First of all, I would like to give credits to original researchers who highlighted this issue into the public.
The original blog post can be accessed through this link
I used their concepts to write a tool which automates the entire process and finds out potential leaks.
The tool can be found here.
What is Travis?
Travis CI is a hosted continuous integration service used to build and test software projects hosted at GitHub.
According to Travis for open source projects, they can be used for free, but the entire Travis log remains public. This opens a door for malicious hackers to harvest sensitive API keys, passwords, etc. of the organization having public Travis logs.
Travis, in 2015, acknowledged that their API is being misused to find sensitive keys. They also started hiding potentially sensitive data in Travis logs by replacing them with the [secure]. But the question was, it enough?
Now Ed in his research already listed common keywords in Travis logs which could potentially leak some sensitive data.
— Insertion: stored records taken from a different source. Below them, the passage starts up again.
PR #80, opened 2019-08-26
issue 77 show toast when msg not found

### LINKED ISSUE #77: Imap err code=19 when fetching certain messages
I'll take a look at this one

image

tomholub:
fixes #77 
1 hour

### DIFF
--- a/FlowCrypt/Controllers/Msg/MsgViewController.swift
+++ b/FlowCrypt/Controllers/Msg/MsgViewController.swift
@@ -132,7 +132,15 @@ extension MsgViewController {
             }
             .catch(on: .main) { [weak self] error in
                 self?.hideSpinner()
-                self?.showAlert(error: error, message: Language.could_not_open_message)
+                if let e = error as NSError?, e.code == Imap.Err.fetch.rawValue {
+                    // todo - the missing msg should be removed from the list in inbox view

But while looking for those keywords, I realized most of them got replaced with [secure] by Travis. It seems like Travis hides sensitive data based on some whitelisted keywords.
So the plan was to look for keywords based on Ed's list and additionally use the concept of entropy to find possible API keys. This seemed to be the right solution because it was not easy to figure out more potential keywords.
Example GITHUB_TOKEN is perhaps blacklisted as can be seen above. What if the variable is TSD_GITHUB_TOKEN? Difficult to guess, but if we use the concept of entropy, we can find the possible leak.